Collected data
+++++

PR #161, opened 2022-03-18
Improve empty passphrase handling

ofalvai:
### Context

Trying to clean up and unify the handling of certificates without a passphrase (which we allow uploading at the moment, so we should at least handle these certs consistently across all steps).

Related bug: https://github.com/bitrise-steplib/bitrise-step-manage-ios-code-signing/issues/8

### Changes

First of all, there is no real bug fix in this PR. It turned out that this code in go-xcode already supports parsing of the list inputs with empty passphrase items. The problem is on the step side where we marked the passphrase list input as required, so a single item of empty passphrase is an invalid step input.

This PR improves the following:

- Add tests for input parsing to make it explicit that we support empty passphrases
- Improve log messages here and there

### DIFF
--- a/codesign/inputparse_test.go
+++ b/codesign/inputparse_test.go
@@ -1,0 +1,129 @@
+package codesign
+
+import (
+	"reflect"
+	"testing"
+
+	"github.com/bitrise-io/go-xcode/v2/autocodesign/certdownloader"
+)
+
+func TestParseCertificates(t *testing.T) {
+	tests := []struct {
+		name    string
+		input   Input
+		want    []certdownloader.CertificateAndPassphrase
+		wantErr bool
+	}{
+		{
+			name: "One certificate and passphrase",
+			input: Input{
+				CertificateURLList:        "https://example.com/storage/development.p12 ",
+				CertificatePassphraseList: "password",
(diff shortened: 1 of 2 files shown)


shams-ahmed (approved):

godrei (approved):

codesign/inputparse_test.go
```diff
@@ -0,0 +1,129 @@
...
+			input: Input{
+				CertificateURLList:        "https://example.com/storage/development.p12|",
+				CertificatePassphraseList: "password|",
+				KeychainPath:              t.TempDir(),
+				KeychainPassword:          "keychainpassword",
+			},
+			wantErr: true, // Because empty passphrase is a valid value for a no-passphrase-cert, so the list has 2 items
+		},
+		{
+			name: "No certificate nor passphrase",
```
lpusok, line 60: We may want to allow this in the future (Xcode Cloud Signing can use distribution certs without them being specified here)

ofalvai: Fair point, I didn't think about that. But if we decide to support Cloud Signing in every step, it's going to require many other changes as well, for example, every step should allow an empty certificate URL too, not just an empty passphrase.

PR #167, opened 2022-05-02
Avoid eagerly parsing every target in project

ofalvai:


xcodeproject/xcodeproj/xcodeproj_test.go
```diff
@@ -389,15 +389,10 @@ func TestTargets(t *testing.T) {
 		target, ok := project.Proj.Target("7D0342D720F4B5AD0050B6A6")
 		require.True(t, ok)
 
-		dependentTargets := target.DependentTargets()
+		dependentTargets := project.DependentTargetsOfTarget(target)
 		require.Equal(t, 2, len(dependentTargets))
 		require.Equal(t, "WatchKitApp", dependentTargets[0].Name)
 		require.Equal(t, "WatchKitApp Extension", dependentTargets[1].Name)
-
```
ofalvai, line 396: Deleted this asserts because `DependentExecutableProductTargets()` is removed. Also, these asserts were testing the same as the section above.

xcodeproject/xcodeproj/target_dependency_test.go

+++++

About this exercise –
With nothing left out, copy the data above exactly.

Task result –
PR #161, opened 2022-03-18
Improve empty passphrase handling

ofalvai:
### Context

Trying to clean up and unify the handling of certificates without a passphrase (which we allow uploading at the moment, so we should at least handle these certs consistently across all steps).

Related bug: https://github.com/bitrise-steplib/bitrise-step-manage-ios-code-signing/issues/8

### Changes

First of all, there is no real bug fix in this PR. It turned out that this code in go-xcode already supports parsing of the list inputs with empty passphrase items. The problem is on the step side where we marked the passphrase list input as required, so a single item of empty passphrase is an invalid step input.

This PR improves the following:

- Add tests for input parsing to make it explicit that we support empty passphrases
- Improve log messages here and there

### DIFF
--- a/codesign/inputparse_test.go
+++ b/codesign/inputparse_test.go
@@ -1,0 +1,129 @@
+package codesign
+
+import (
+	"reflect"
+	"testing"
+
+	"github.com/bitrise-io/go-xcode/v2/autocodesign/certdownloader"
+)
+
+func TestParseCertificates(t *testing.T) {
+	tests := []struct {
+		name    string
+		input   Input
+		want    []certdownloader.CertificateAndPassphrase
+		wantErr bool
+	}{
+		{
+			name: "One certificate and passphrase",
+			input: Input{
+				CertificateURLList:        "https://example.com/storage/development.p12 ",
+				CertificatePassphraseList: "password",
(diff shortened: 1 of 2 files shown)


shams-ahmed (approved):

godrei (approved):

codesign/inputparse_test.go
```diff
@@ -0,0 +1,129 @@
...
+			input: Input{
+				CertificateURLList:        "https://example.com/storage/development.p12|",
+				CertificatePassphraseList: "password|",
+				KeychainPath:              t.TempDir(),
+				KeychainPassword:          "keychainpassword",
+			},
+			wantErr: true, // Because empty passphrase is a valid value for a no-passphrase-cert, so the list has 2 items
+		},
+		{
+			name: "No certificate nor passphrase",
```
lpusok, line 60: We may want to allow this in the future (Xcode Cloud Signing can use distribution certs without them being specified here)

ofalvai: Fair point, I didn't think about that. But if we decide to support Cloud Signing in every step, it's going to require many other changes as well, for example, every step should allow an empty certificate URL too, not just an empty passphrase.

PR #167, opened 2022-05-02
Avoid eagerly parsing every target in project

ofalvai:


xcodeproject/xcodeproj/xcodeproj_test.go
```diff
@@ -389,15 +389,10 @@ func TestTargets(t *testing.T) {
 		target, ok := project.Proj.Target("7D0342D720F4B5AD0050B6A6")
 		require.True(t, ok)
 
-		dependentTargets := target.DependentTargets()
+		dependentTargets := project.DependentTargetsOfTarget(target)
 		require.Equal(t, 2, len(dependentTargets))
 		require.Equal(t, "WatchKitApp", dependentTargets[0].Name)
 		require.Equal(t, "WatchKitApp Extension", dependentTargets[1].Name)
-
```
ofalvai, line 396: Deleted this asserts because `DependentExecutableProductTargets()` is removed. Also, these asserts were testing the same as the section above.

xcodeproject/xcodeproj/target_dependency_test.go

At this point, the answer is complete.